Believe it or not, not everyone goes on dates anymore. Nope, online-dating is not the reason for that. Some people are simply too tired of dating, while others think that they’ll never find true love. This decision can never be easy to make, and yet some women have made it. Here are the reasons behind their decisions.
1. I was looking for a fairytale that doesn’t exist.
“I was really hoping that I’d find ‘the one’. I couldn’t wait to go out on a date with someone new. The excitement I used to feel while getting ready for a date was unmeasurable. I loved every part of that process. I’d put on my lipstick and think that maybe this night was the night I get to meet my soulmate. And maybe he’ll say how much he likes that color on my lips. But that never happened. Every date was even more disappointing than the date before and I was nowhere near my goal of meeting the love of my life. I wanted to give up dating for good, but I always thought that maybe the next date will be what I’m hoping for. That was until I realized that no date will ever be what I’m hoping for. Maybe there is no ‘the one’ and maybe I’m just looking for a fairytale that doesn’t exist. But, still, there is a sparkle of hope in my soul that he might come one day. If he exists somewhere in this world, I guess our destiny will find a way for us to meet. But, if he doesn’t, it’s fine. I know how to be alone. Actually, I’m very good at it.”
2. I lost too many hours of my life on people that weren’t worth my time.
“The last date I went on was a complete disaster. He didn’t even act like a gentleman. He didn’t try to get to know me and the only thing that he showed an interest in was himself. And, to be honest, he wasn’t even that interesting. The tragedy of this is that this is not the first bad date I was on. This was only one in a million. So, one day I said to myself that it is enough. I don’t have to put up with that anymore. I have lost too many hours of my life on people who weren’t worth my time. I realize now that some people are meant to be with each other, while others are meant to be alone. I feel like I am part of the second group. It’s not the most pleasant feeling in the world, but it’s something I’ll have to learn to live with.”
3. I’ve already met the love of my life.
“I’ve had one great love in my life. We were together for a very long time and that was the happiest period of my life—that was until he left me for another woman. My world shattered into pieces. I could’ve imagined him as my husband and the father of my children. I didn’t want to think about my future without him in it. And, all of a sudden, I had to. Now I can only imagine the things I wish were possible. When he left, my friends tried to cheer me up. They wanted me to start dating again and to meet some new people. I refused. I don’t see a point in dating when I’ve already met the love of my life. My love for him will never fade away.”
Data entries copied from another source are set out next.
PR #645, opened 2018-12-28
Custom running state timeout

honnix:

## Description

`runningTimeout` added to workflow configuration to customize timeout value for `running` state.

## Motivation and Context

Users want to configure smaller value than the global default one.

Unit test.

## Checklist for PR author(s)

- [x] All tests pass

### DIFF
--- a/README.md
+++ b/README.md
@@ -200,6 +200,10 @@ the [Service Account] that Styx itself runs as should be granted `Service Accoun
 role for the `service_account` of the workflow. This can be done by following
 [Granting Roles to Service Accounts].
 
+#### `running_timeout` **[string]**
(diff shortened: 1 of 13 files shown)


NatashaL:
Looks good. I wonder if we should have a lower boundary for the running timeout too? We don't want users to set the timeout too low and cause a flood of timeouts in the events queue. Also, could low timeouts be more flaky due to overhead in communication with kubernetes?

honnix:
I think that should be smeared out by backoff. It does make sense to validate negative duration though.

honnix:
@NatashaL I put lower limit as 60 seconds (reasonable?). PTAL again.

NatashaL:
Sounds reasonable 👍 :shipit:

PR #646, opened 2019-01-08
Add running_timeout check before submitting

NatashaL:

## Description

Early halt workflow instances that have a timeout larger than the running state ttl.

## Motivation and Context

We can't do upperlimit validation of the running_timeout in the api without having to talk to the scheduler. If a user configures a running_timeout larger than the configured ttl for the running state, we wouldn't check this until the workflow has timed-out.  Therefore this PR adds an early check and halts the workflow before it even tries to execute, in the case when running_timeout is too large.

Unit test

## Checklist for PR author(s)

- [ ] All tests pass

### DIFF
--- a/styx-common/src/main/java/com/spotify/styx/model/ExecutionDescription.java
+++ b/styx-common/src/main/java/com/spotify/styx/model/ExecutionDescription.java
@@ -21,6 +21,7 @@
 package com.spotify.styx.model;
 
 import io.norberg.automatter.AutoMatter;
+import java.time.Duration;
 import java.util.List;
 import java.util.Map;
 import java.util.Optional;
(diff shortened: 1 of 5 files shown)


NatashaL:
@Zatine @danielnorberg ptal

honnix:
We might just configure the upper limit in API service conf file, and would fail workflow deployment.

NatashaL:
@danielnorberg if by merging them you mean have one shared configuration, I looked around a bit and the only approach I found that was kind of sensible was having a new module that will contain this config and use a plugin to share it with other modules. See https://maven.apache.org/plugins/maven-remote-resources-plugin/examples/sharing-resources.html how does that approach sound? I haven't tried it tho, and I'm not sure how we'd expose it to apollo so that it gets picked. Maybe I'm overcomplicating this. Did you have some concrete idea in mind?

NatashaL:
Closing in favour of #654

PR #906, opened 2019-08-22
build pynq from sdist and add sdist target

yunqu:
This pull request has dependency on pull request #905


sdbuild/Makefile
```diff
@@ -261,7 +266,14 @@ $$(SYSROOT_$1): $$(IMAGE_$1) | $$(SYSROOT_ROOT)
 
 sysroot_$1 : $$(SYSROOT_$1)
 
-.PHONY: sysroot_$1 sdx_sw_$1
+$$(DIST_$1): $$(IMAGE_$1) | $$(DIST_ROOT)
+	@if [[ $1 == "Pynq-Z1" || $1 == "Pynq-Z2" || $1 == "ZCU104" ]]; then \
```
giunatale: Why only for included boards? If I build from scratch for an external board, the tarball is nowhere to be found.

PR #966, opened 2019-10-24
Fix install dependencies

myorbit:
Please consider this fix.
Otherwise the provided Vagrantfile cannot finish successfully as setup_host.sh fails because it is unable to locate docker related packages.

### DIFF
--- a/sdbuild/scripts/setup_host.sh
+++ b/sdbuild/scripts/setup_host.sh
@@ -50,11 +50,25 @@ socat
 zlib1g-dev
 zlib1g:i386
 gcc-multilib
+unzip
 EOT
 set -e
 
 sudo apt-get update
 sudo apt purge -y libgnutls-dev
+
+# Setup docker and containerd using repository before installing them
+sudo apt-get install -y \
+        apt-transport-https \
+        ca-certificates \
+        curl \
+        gnupg-agent \
+        software-properties-common
+curl -fsSL https://download.docker.com/linux/ubuntu/gpg | sudo apt-key add -
+sudo add-apt-repository \
+        "deb [arch=amd64] https://download.docker.com/linux/ubuntu xenial stable"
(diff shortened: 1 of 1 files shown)


sdbuild/scripts/setup_host.sh
```diff
@@ -61,6 +59,13 @@ sudo add-apt-repository -y ppa:ubuntu-toolchain-r/ppa
 sudo apt-get update
 sudo apt-get install -y $PACKAGES
 
+# Install docker and containerd using the repository
+sudo apt-get install -y apt-transport-https ca-certificates curl software-properties-common
```
yunqu: I think one more package is missing: gnupg-agent

sdbuild/scripts/setup_host.sh
```diff
@@ -61,6 +59,13 @@ sudo add-apt-repository -y ppa:ubuntu-toolchain-r/ppa
...
+curl -fsSL https://download.docker.com/linux/ubuntu/gpg | sudo apt-key add -
+sudo add-apt-repository "deb [arch=amd64] https://download.docker.com/linux/ubuntu xenial stable"
+sudo apt-get update
+sudo apt install -y docker-ce docker-ce-cli containerd.io
```
yunqu: I think you can remove this line and revert back line 42 ~ 44?

sdbuild/scripts/setup_host.sh
myorbit: I don't think `gnupg-agent` is necessary in this case. It is a daemon 
"that facilitate not having to enter the password for your key every time you want to use it." [1]
[1] https://help.ubuntu.com/community/GnuPrivacyGuardHowto#Tips_and_Tricks

myorbit: Following the official docker install recommendation.

PR #974, opened 2019-12-05
Enable Ubuntu 18.04 host support

powderluv:
Fix some packages that have changed since 16.04.
Remove some supurious checks in checkenv
Fix auth issues in multistrap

4. I’ve never been in a relationship.
“I have never been on a date. And I simply decided not to go on one ever. I know it sounds crazy, but that’s what I decided. I never got a chance to go out with someone. I’ve never been in a relationship. A lot of people around me go on dates all the time and, based on their experiences, dates are much worse than they seem. None of them have met someone to share their lives with. Dates are just draining their energy—especially when things go wrong and the other person falls for them. I don’t want to lose my time explaining why I don’t want to be with someone. I want it all. I want the whole package. And if that means being alone for a while, so be it. I don’t mind waiting a bit more.”
5. Being happy with a man is not possible for me.
“I have been on too many bad dates and in too many bad relationships. Everything is nice in the beginning. The first five minutes of every date are always fabulous. The first five weeks of a relationship, as well. On a date, after five minutes, I realize I’m not compatible with the guy at all. After those five weeks of a relationship, I start seeing his true colors. I always end up hurting and suffering. That’s why I started putting myself first. I don’t need a man to be happy. Obviously, being happy with a man is not possible for me. That’s why I’m going to work on myself instead of on a new relationship that is already set to fail.”